◆ WHAT YOU NEED TO DO: The response should consist of every line below, unchanged.

Stored data entries

PR #11606, opened 2022-10-31
[refactor planner] Columns and predicates on operators

systay:
## Description
A few more touch ups around operators and the expressions they pass through. Here I have refactored how we push down predicates and columns between the operators.


go/vt/vtgate/semantics/semantic_state.go
```diff
@@ -407,3 +407,22 @@ func (st *SemTable) SingleUnshardedKeyspace() (*vindexes.Keyspace, []*vindexes.T
 	}
 	return ks, tables
 }
+
+// EqualsExpr compares two expressions using the semantic analysis information.
+// This means that we use the binding info to recognize that two ColName's can point to the same
+// table column even though they are written differently. Example would be the `foobar` column in the following query:
+// `SELECT foobar FROM tbl ORDER BY tbl.foobar`
+// The expression in the select list is not equal to the one in the ORDER BY,
+// but they point to the same column and would be considered equal to this method
```
GuptaManan100, line 416: 'by' this method.

go/vt/vtgate/planbuilder/operators/vindex.go
```diff
@@ -67,70 +67,70 @@ func (v *Vindex) Clone(inputs []Operator) Operator {
...
-outer:
-	for i, newCol := range columns {
-		for j, existingCol := range v.Columns {
-			if sqlparser.EqualsExpr(newCol, existingCol) {
-				idxs[i] = j
-				continue outer
-			}
+func (v *Vindex) AddColumn(_ *plancontext.PlanningContext, expr sqlparser.Expr) (int, error) {
+	// TODO: unify with table
+	col, ok := expr.(*sqlparser.ColName)
```
GuptaManan100, line 72: Do you want to handle this TODO in this PR or a follow-up for later? I am fine either way

go/vt/vtgate/planbuilder/operators/operator.go
```diff
@@ -35,6 +35,14 @@ type (
 	Operator interface {
 		Clone(inputs []Operator) Operator
 		Inputs() []Operator
+
+		// AddPredicate is used to push predicates. It pushed it as far down as is possible in the tree.
+		// If we encounter a join and the predicate depends on both sides of the join, the predicate will be split into two parts,
+		// where data is fetched from the LHS of the join to be used in the evaluation on the RHS
+		AddPredicate(ctx *plancontext.PlanningContext, expr sqlparser.Expr) (Operator, error)
+
+		// AddColumn tells an operator which columns it should output.
```
GuptaManan100, line 44: `AddColumn tells an operator to also output an additional column specified. If the column already exists, its offset is returned.`
I think this comment makes more sense because AddColumn doesn't provide an exhaustive list. Like it doesn't say these are all the columns an operator needs to output.

go/vt/vtgate/planbuilder/operators/filter.go
```diff
@@ -60,8 +67,15 @@ func (f *Filter) UnsolvedPredicates(st *semantics.SemTable) []sqlparser.Expr {
...
-func newFilter(op Operator, expr ...sqlparser.Expr) Operator {
-	return &Filter{
-		Source: op, Predicates: expr,
+func (f *Filter) AddPredicate(ctx *plancontext.PlanningContext, expr sqlparser.Expr) (Operator, error) {
+	newSrc, err := f.Source.AddPredicate(ctx, expr)
+	if err != nil {
+		return nil, err
 	}
+	f.Source = newSrc
+	return f, nil
```
GuptaManan100, line 76: I think here we can check if the source ends up creating a filter for this predicate, we can coalesce the two filters into one.

GuptaManan100 (approved):
Everything else LGTM!

go/vt/vtgate/planbuilder/operators/filter.go
GuptaManan100: This happens in filter.compact, so all good.

PR #11611, opened 2022-10-31
Removing SharedPitr_tls and Backup_transfrom test from CI

rsajwani:
## Description

This PR is doing bunch of cleanup in CI 

1. Remove pitr_tls test
    -  Since the test is not doing what it is suppose to do. It was trying to use SSL which is not a Vitess feature instead it is MySQL feature and we don't need to test it. So test was not adding any value.
    -  During SSL certificate generation, we were creating the certificate but we weren't using them correctly in our cnf file. Instead of using hardcoded server-001 for all the sql servers we are using their respective certificates.
     This is an example of excerpt of my.cnf after this change:
    ```
    ## /Users/rameezsajwani/Code/fork/vitess/vtdataroot/vtroot_8101/ssl_0000004121/ssl.cnf

    ssl_ca=/Users/rameezsajwani/Code/fork/vitess/vtdataroot/vtroot_8101/ssl_0000004121/ca-cert.pem
    ssl_cert=/Users/rameezsajwani/Code/fork/vitess/vtdataroot/vtroot_8101/ssl_0000004121/server-instance-009-cert.pem
    ssl_key=/Users/rameezsajwani/Code/fork/vitess/vtdataroot/vtroot_8101/ssl_0000004121/server-instance-009-key.pem
    ```
log before this change
```
2022-10-31T20:38:04.004973Z 0 [Warning] [MY-013595] [Server] Failed to initialize TLS for channel: mysql_main. See below for the description of exact issue.
2022-10-31T20:38:04.004993Z 0 [Warning] [MY-010069] [Server] Failed to set up SSL because of the following SSL library error: Unable to get certificate
```

logs after this change.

◆ FINISHED EXERCISE:
PR #11606, opened 2022-10-31
[refactor planner] Columns and predicates on operators

systay:
## Description
A few more touch ups around operators and the expressions they pass through. Here I have refactored how we push down predicates and columns between the operators.


go/vt/vtgate/semantics/semantic_state.go
```diff
@@ -407,3 +407,22 @@ func (st *SemTable) SingleUnshardedKeyspace() (*vindexes.Keyspace, []*vindexes.T
 	}
 	return ks, tables
 }
+
+// EqualsExpr compares two expressions using the semantic analysis information.
+// This means that we use the binding info to recognize that two ColName's can point to the same
+// table column even though they are written differently. Example would be the `foobar` column in the following query:
+// `SELECT foobar FROM tbl ORDER BY tbl.foobar`
+// The expression in the select list is not equal to the one in the ORDER BY,
+// but they point to the same column and would be considered equal to this method
```
GuptaManan100, line 416: 'by' this method.

go/vt/vtgate/planbuilder/operators/vindex.go
```diff
@@ -67,70 +67,70 @@ func (v *Vindex) Clone(inputs []Operator) Operator {
...
-outer:
-	for i, newCol := range columns {
-		for j, existingCol := range v.Columns {
-			if sqlparser.EqualsExpr(newCol, existingCol) {
-				idxs[i] = j
-				continue outer
-			}
+func (v *Vindex) AddColumn(_ *plancontext.PlanningContext, expr sqlparser.Expr) (int, error) {
+	// TODO: unify with table
+	col, ok := expr.(*sqlparser.ColName)
```
GuptaManan100, line 72: Do you want to handle this TODO in this PR or a follow-up for later? I am fine either way

go/vt/vtgate/planbuilder/operators/operator.go
```diff
@@ -35,6 +35,14 @@ type (
 	Operator interface {
 		Clone(inputs []Operator) Operator
 		Inputs() []Operator
+
+		// AddPredicate is used to push predicates. It pushed it as far down as is possible in the tree.
+		// If we encounter a join and the predicate depends on both sides of the join, the predicate will be split into two parts,
+		// where data is fetched from the LHS of the join to be used in the evaluation on the RHS
+		AddPredicate(ctx *plancontext.PlanningContext, expr sqlparser.Expr) (Operator, error)
+
+		// AddColumn tells an operator which columns it should output.
```
GuptaManan100, line 44: `AddColumn tells an operator to also output an additional column specified. If the column already exists, its offset is returned.`
I think this comment makes more sense because AddColumn doesn't provide an exhaustive list. Like it doesn't say these are all the columns an operator needs to output.

go/vt/vtgate/planbuilder/operators/filter.go
```diff
@@ -60,8 +67,15 @@ func (f *Filter) UnsolvedPredicates(st *semantics.SemTable) []sqlparser.Expr {
...
-func newFilter(op Operator, expr ...sqlparser.Expr) Operator {
-	return &Filter{
-		Source: op, Predicates: expr,
+func (f *Filter) AddPredicate(ctx *plancontext.PlanningContext, expr sqlparser.Expr) (Operator, error) {
+	newSrc, err := f.Source.AddPredicate(ctx, expr)
+	if err != nil {
+		return nil, err
 	}
+	f.Source = newSrc
+	return f, nil
```
GuptaManan100, line 76: I think here we can check if the source ends up creating a filter for this predicate, we can coalesce the two filters into one.

GuptaManan100 (approved):
Everything else LGTM!

go/vt/vtgate/planbuilder/operators/filter.go
GuptaManan100: This happens in filter.compact, so all good.

PR #11611, opened 2022-10-31
Removing SharedPitr_tls and Backup_transfrom test from CI

rsajwani:
## Description

This PR is doing bunch of cleanup in CI 

1. Remove pitr_tls test
    -  Since the test is not doing what it is suppose to do. It was trying to use SSL which is not a Vitess feature instead it is MySQL feature and we don't need to test it. So test was not adding any value.
    -  During SSL certificate generation, we were creating the certificate but we weren't using them correctly in our cnf file. Instead of using hardcoded server-001 for all the sql servers we are using their respective certificates.
     This is an example of excerpt of my.cnf after this change:
    ```
    ## /Users/rameezsajwani/Code/fork/vitess/vtdataroot/vtroot_8101/ssl_0000004121/ssl.cnf

    ssl_ca=/Users/rameezsajwani/Code/fork/vitess/vtdataroot/vtroot_8101/ssl_0000004121/ca-cert.pem
    ssl_cert=/Users/rameezsajwani/Code/fork/vitess/vtdataroot/vtroot_8101/ssl_0000004121/server-instance-009-cert.pem
    ssl_key=/Users/rameezsajwani/Code/fork/vitess/vtdataroot/vtroot_8101/ssl_0000004121/server-instance-009-key.pem
    ```
log before this change
```
2022-10-31T20:38:04.004973Z 0 [Warning] [MY-013595] [Server] Failed to initialize TLS for channel: mysql_main. See below for the description of exact issue.
2022-10-31T20:38:04.004993Z 0 [Warning] [MY-010069] [Server] Failed to set up SSL because of the following SSL library error: Unable to get certificate
```

logs after this change.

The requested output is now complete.